PR #10448, opened 2024-07-30
[IMP] Website: GTM integration

masp-odoo:
taskID-4006105

### DIFF
--- a/content/applications/websites/website/reporting/analytics.rst
+++ b/content/applications/websites/website/reporting/analytics.rst
@@ -137,7 +137,9 @@ measurement codes and related code fragments, collectively known as tags on your
 app, directly through the code injector.
 
 .. warning::
-   Google Tag Manager may not be compliant with local data protection regulations.
+   - Some GTM tags use data layers (e.g., advanced eCommerce tracking data layers) to retrieve
+     variables and send them to Google Analytics. Data layers are currently not managed in Odoo.
+   - Google Tag Manager may not be compliant with local data protection regulations.
 
 To use GTM, proceed as follows:
 


masp-odoo:
Hey @auva-odoo, here's an exponation from APL if it can help:
_"Odoo integrates well with GTM, you can use GTM and manage all the tags from GTM. What we're talking about here is adding code to odoo (in the form of a datalayer) to make the information available to GTM so that it can be sent to analytics. We don't do that. But we do allow GTM to be integrated in full standard via code injection. Here, when we talk about datalayers, we're really talking about adding, for example, the name, price, taxes, etc. for each product in a specific datalayer code so that GTM can send the information back to analytics. We don't do that at the moment.
Some GTM tags use a data layer to retrieve variables and send them to Google Analytics. This information is not currently managed in Odoo. Which in itself is quite logical. This could be done (check with the POs for this), but to use them, the customer would have to put GTM on their site and then configure their tag correctly. Now, if users want to track advanced ecommerce in Google Analytics, that's not possible at the moment. This represents a small proportion of our users.

With GTM, we can already do a lot of things outside of this tag, so the standard integration works."_

content/applications/websites/website/reporting/analytics.rst
```diff
@@ -137,7 +137,9 @@ measurement codes and related code fragments, collectively known as tags on your
 app, directly through the code injector.
 
 .. warning::
-   Google Tag Manager may not be compliant with local data protection regulations.
+   - GTM integration is possible in Odoo standard, although some data layers might not be installed
+     (e.g. advanced eCommerce tracking data layers).
```
auva-odoo, line 141: What if we said this instead (copied from your explanation); I think by providing a little bit more context and explanations, it makes it easier for people to understand?

```suggestion
   - Some GTM tags use data layers (e.g., advanced eCommerce tracking data layers) to retrieve variables and send them to Google Analytics. Data layers are currently not managed in Odoo. 
```
(I changed it a little bit, just trying to make it as complete as possible while staying as concise as possible; is it still accurate?)

auva-odoo (changes requested):
@masp-odoo Little suggestion for you, what do you think?

content/applications/websites/website/reporting/analytics.rst
masp-odoo: Hi, it seems accurate to me :) !

auva-odoo (approved):
@robodoo r+

PR #11825, opened 2025-01-22
[FIX] mobile: SS0 -> SSO typo

tanyabouman:


xpl-odoo (approved):
Hi @tanyabouman, thanks for the fix ;)

@robodoo r+

PR #11857, opened 2025-01-24
[IMP] accounting: ocr free iap test credits for enterprise users

mcsi-odoo:
task-4328876


dade-odoo (approved):
Nice work @mcsi-odoo , thanks!

PR #11865, opened 2025-01-26
[FIX] tutorials/server_framework_101: update link for example of list

sk-nada:
previous link was for code that used tree in xml. The tree tag throws Traceback error in 18.0. This commit will provide the correct example with list tag instead of tree tag.


AntoineVDV (approved):
Thanks for the fix :)

@robodoo r+ squash

PR #11947, opened 2025-02-03
[FIX] administration: correct Fedora version

mege-odoo:
The Odoo 17 and 18 RPM builds target Fedora 38 instead of 36:

16: https://github.com/odoo/odoo/blob/16.0/setup/package.dffedora#L3
17: https://github.com/odoo/odoo/blob/17.0/setup/package.dffedora#L3
18: https://github.com/odoo/odoo/blob/18.0/setup/package.dffedora#L3

Note that both Fedora 36 and 38 are EOL:
https://docs.fedoraproject.org/en-US/releases/eol/


mege-odoo:
Confirmed with MOC we only target Fedora at the moment.

PR #11954, opened 2025-02-04
[IMP] pos_urban_piper: clarify combo product handling

meji-odoo:
In this commit:
===
- Added a note explaining that UrbanPiper does not support combo products.
- Users need to create a new product and add combo items as variants to use them with UrbanPiper.

task-4546712


LoredanaLrpz:
@robodoo r+

PR #11983, opened 2025-02-07
[FIX] coding_guidelines: fix the alphabetic orders for the import

hamo-odoo:
In odoo, as we suggest everyone to follow an alphebetic order.

The translator(`_`), ASCII is 95 and `a` ASCII value is 97 which '_' < 'a', the translator should be defined first in the import before the `api` not at the end of the import

This commits adds an example to import static class `Command` with a Capital alphabet with a ASCII value of `C` as 67 which will be before than the `_`
'C' < '_' < 'a'

This order of import should be followed while the import

### DIFF
--- a/content/contributing/development/coding_guidelines.rst
+++ b/content/contributing/development/coding_guidelines.rst
@@ -425,7 +425,7 @@ Inside these 3 groups, the imported lines are alphabetically sorted.
     from datetime import datetime
     # 2 : imports of odoo
     import odoo
-    from odoo import api, fields, models, _ # alphabetically ordered
+    from odoo import Command, _, api, fields, models # alphabetically ordered
     from odoo.tools.safe_eval import safe_eval as eval
     # 3 : imports from odoo addons
     from odoo.addons.web.controllers.main import login_redirect


AntoineVDV (approved):
Hi, I agree with the change, especially since IDEs will also follow this order by default, but could you please rebase your branch onto 16.0 and change the PR's target branch to 16.0 too, so that we cover all versions of the documentation?

hamo-odoo:
@AntoineVDV Done, Re-targeting to `16.0`

AntoineVDV:
@robodoo r+

AntoineVDV:
> Hello @AntoineVDV and @hamo-odoo Not against the change itself, but shouldn't we be more specific then and comment something like `# alphabetically (ascii) ordered`?

I'm planning on rewriting the whole guidelines soon™, so until then, I merge all change requests that go in the right direction, and I will elaborate further during the rewrite.

hamo-odoo:
> Hello @AntoineVDV and @hamo-odoo Not against the change itself, but shouldn't we be more specific then and comment something like `# alphabetically (ascii) ordered`?

For the reference, I have created the PR-  https://github.com/odoo/documentation/pull/12951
■ ■ ■ ■ ■
In the records above, find each line with the string "github" and list it.

16: https://github.com/odoo/odoo/blob/16.0/setup/package.dffedora#L3
17: https://github.com/odoo/odoo/blob/17.0/setup/package.dffedora#L3
18: https://github.com/odoo/odoo/blob/18.0/setup/package.dffedora#L3
For the reference, I have created the PR-  https://github.com/odoo/documentation/pull/12951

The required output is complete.